Saved data entries:

PR #641, opened 2026-05-29
Populate NCMEC reports with the `ipAddress` schema field role

### LINKED ISSUE #468: Add IP address as a role when creating Items
Per feedback from an adopter, adding IP address in the schema field for any items you create should ideally be a Role.

### LINKED ISSUE #592: Add IP address to NCMEC reports
Mentioned by @ThatKoffe in [#468](https://github.com/roostorg/coop/issues/468#issuecomment-4545645429): if we have an IP address role, it should automatically be added to related NCMEC reports.

juanmrad:
Fixes #468 
Fixes #592 

Adopters can already tag User and Content items with the new `ipAddress` schema field role from previous prs. This PR closes the loop by sending those IPs to NCMEC.

When `buildSubmitReportParamsFromDecision` assembles a CyberTip payload it now reads the `ipAddress` role off the reported user and each reported media item. `submitReport` appends those IPs to `<ipCaptureEvent>` on the user (`Unknown` event at the report's incident time) and on each file (`Upload` at the media's `createdAt`). 

The additional-info webhook stays the authoritative source. Its events come first, and the role IP is appended alongside, so adopters who haven't yet wired the webhook still get the reported IP into the submission. 

If neither source has data, the element is omitted entirely as usual.

## Summary by CodeRabbit

* **New Features**
  * IP address field mapping and synthesized IP-capture events are now included in NCMEC incident reports for reported users and media uploads.

* **Bug Fixes**
  * Media item timestamps now reliably fall back to the report time when an invalid media date is encountered, improving report accuracy.

* **Documentation**
  * NCMEC docs clarified to explain how mapped IP roles become specific IP-capture events (Unknown for users, Upload for media).

* **Tests**
  * Added tests validating IP propagation, event merging, and createdAt fallback behavior.

### DIFF
--- a/server/services/ncmecService/buildSubmitReportParamsFromDecision.ts
+++ b/server/services/ncmecService/buildSubmitReportParamsFromDecision.ts
@@ -104,6 +104,12 @@ export async function buildSubmitReportParamsFromDecision(
     'profileIcon',
     reportedUserData,
   );
+  const reportedUserIp = getFieldValueForRole(
+    reportedUserItemType.schema,
+    reportedUserItemType.schemaFieldRoles,
+    'ipAddress',
+    reportedUserData,
+  );
 
   // Pre-index allMediaItems by (itemId, typeId) so the per-decisionComponent
   // lookup below is O(1) instead of O(n) for every reportedMedia entry. The
@@ -147,6 +153,12 @@ export async function buildSubmitReportParamsFromDecision(
       if (createdAt === undefined) {
         throw new Error('No created at for reported media');
       }
+      const mediaIp = getFieldValueForRole(
+        mediaItemType.schema,
+        mediaItemType.schemaFieldRoles,
+        'ipAddress',
+        reportedItem.contentItem.data,
+      );
       return {
         id: it.id,
         typeId: it.typeId,
@@ -154,6 +166,7 @@ export async function buildSubmitReportParamsFromDecision(
         createdAt,
         industryClassification: it.industryClassification,
         fileAnnotations: it.fileAnnotations,
+        ...(mediaIp ? { ipAddress: mediaIp } : {}),
       };
     }),
   );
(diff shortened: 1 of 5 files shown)


server/services/ncmecService/ncmecReporting.ts
```diff
@@ -498,6 +507,40 @@ export function clampIncidentDateTimeToPast(
...
+        ? paramEvents
+        : [paramEvents];
+  const trimmedRoleIp =
+    typeof roleIpAddress === 'string' ? roleIpAddress.trim() : '';
+  const events: IPNCMECEvent[] = [
+    ...(webhookEvents ?? []),
+    ...paramEventsArray,
+  ];
+  if (trimmedRoleIp !== '') {
+    events.push({
```
julietshen: this might fail linting

The repo enforces functional/immutable-data.  I hit this rule on PR #643 and had to rewrite rows.push(...) to spread instead. Even though events is a fresh local array, the rule typically fires on the call site. Maybe:

```
  const events: IPNCMECEvent[] = [
    ...(webhookEvents ?? []),
    ...paramEventsArray,
    ...(trimmedRoleIp !== ''
      ? [{ ipAddress: trimmedRoleIp, eventName: synthesisedEvent.eventName, dateTime: synthesisedEvent.dateTime }]
      : []),
  ];
  return events.length > 0 ? events : undefined;
```

server/services/ncmecService/buildSubmitReportParamsFromDecision.ts
```diff
@@ -147,13 +153,20 @@ export async function buildSubmitReportParamsFromDecision(
       if (createdAt === undefined) {
```
julietshen, line 157: this is separate from your change but should we do format validation here? could add a `Date.parse(createdAt)` sanity check in a follow-up at some point

julietshen (approved):
looks fine, left one comment about lint likely to fail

Task prompt
Every entry above should come back exactly as written.

Answer for the task
PR #641, opened 2026-05-29
Populate NCMEC reports with the `ipAddress` schema field role

### LINKED ISSUE #468: Add IP address as a role when creating Items
Per feedback from an adopter, adding IP address in the schema field for any items you create should ideally be a Role.

### LINKED ISSUE #592: Add IP address to NCMEC reports
Mentioned by @ThatKoffe in [#468](https://github.com/roostorg/coop/issues/468#issuecomment-4545645429): if we have an IP address role, it should automatically be added to related NCMEC reports.

juanmrad:
Fixes #468 
Fixes #592 

Adopters can already tag User and Content items with the new `ipAddress` schema field role from previous prs. This PR closes the loop by sending those IPs to NCMEC.

When `buildSubmitReportParamsFromDecision` assembles a CyberTip payload it now reads the `ipAddress` role off the reported user and each reported media item. `submitReport` appends those IPs to `<ipCaptureEvent>` on the user (`Unknown` event at the report's incident time) and on each file (`Upload` at the media's `createdAt`). 

The additional-info webhook stays the authoritative source. Its events come first, and the role IP is appended alongside, so adopters who haven't yet wired the webhook still get the reported IP into the submission. 

If neither source has data, the element is omitted entirely as usual.

## Summary by CodeRabbit

* **New Features**
  * IP address field mapping and synthesized IP-capture events are now included in NCMEC incident reports for reported users and media uploads.

* **Bug Fixes**
  * Media item timestamps now reliably fall back to the report time when an invalid media date is encountered, improving report accuracy.

* **Documentation**
  * NCMEC docs clarified to explain how mapped IP roles become specific IP-capture events (Unknown for users, Upload for media).

* **Tests**
  * Added tests validating IP propagation, event merging, and createdAt fallback behavior.

### DIFF
--- a/server/services/ncmecService/buildSubmitReportParamsFromDecision.ts
+++ b/server/services/ncmecService/buildSubmitReportParamsFromDecision.ts
@@ -104,6 +104,12 @@ export async function buildSubmitReportParamsFromDecision(
     'profileIcon',
     reportedUserData,
   );
+  const reportedUserIp = getFieldValueForRole(
+    reportedUserItemType.schema,
+    reportedUserItemType.schemaFieldRoles,
+    'ipAddress',
+    reportedUserData,
+  );
 
   // Pre-index allMediaItems by (itemId, typeId) so the per-decisionComponent
   // lookup below is O(1) instead of O(n) for every reportedMedia entry. The
@@ -147,6 +153,12 @@ export async function buildSubmitReportParamsFromDecision(
       if (createdAt === undefined) {
         throw new Error('No created at for reported media');
       }
+      const mediaIp = getFieldValueForRole(
+        mediaItemType.schema,
+        mediaItemType.schemaFieldRoles,
+        'ipAddress',
+        reportedItem.contentItem.data,
+      );
       return {
         id: it.id,
         typeId: it.typeId,
@@ -154,6 +166,7 @@ export async function buildSubmitReportParamsFromDecision(
         createdAt,
         industryClassification: it.industryClassification,
         fileAnnotations: it.fileAnnotations,
+        ...(mediaIp ? { ipAddress: mediaIp } : {}),
       };
     }),
   );
(diff shortened: 1 of 5 files shown)


server/services/ncmecService/ncmecReporting.ts
```diff
@@ -498,6 +507,40 @@ export function clampIncidentDateTimeToPast(
...
+        ? paramEvents
+        : [paramEvents];
+  const trimmedRoleIp =
+    typeof roleIpAddress === 'string' ? roleIpAddress.trim() : '';
+  const events: IPNCMECEvent[] = [
+    ...(webhookEvents ?? []),
+    ...paramEventsArray,
+  ];
+  if (trimmedRoleIp !== '') {
+    events.push({
```
julietshen: this might fail linting

The repo enforces functional/immutable-data.  I hit this rule on PR #643 and had to rewrite rows.push(...) to spread instead. Even though events is a fresh local array, the rule typically fires on the call site. Maybe:

```
  const events: IPNCMECEvent[] = [
    ...(webhookEvents ?? []),
    ...paramEventsArray,
    ...(trimmedRoleIp !== ''
      ? [{ ipAddress: trimmedRoleIp, eventName: synthesisedEvent.eventName, dateTime: synthesisedEvent.dateTime }]
      : []),
  ];
  return events.length > 0 ? events : undefined;
```

server/services/ncmecService/buildSubmitReportParamsFromDecision.ts
```diff
@@ -147,13 +153,20 @@ export async function buildSubmitReportParamsFromDecision(
       if (createdAt === undefined) {
```
julietshen, line 157: this is separate from your change but should we do format validation here? could add a `Date.parse(createdAt)` sanity check in a follow-up at some point

julietshen (approved):
looks fine, left one comment about lint likely to fail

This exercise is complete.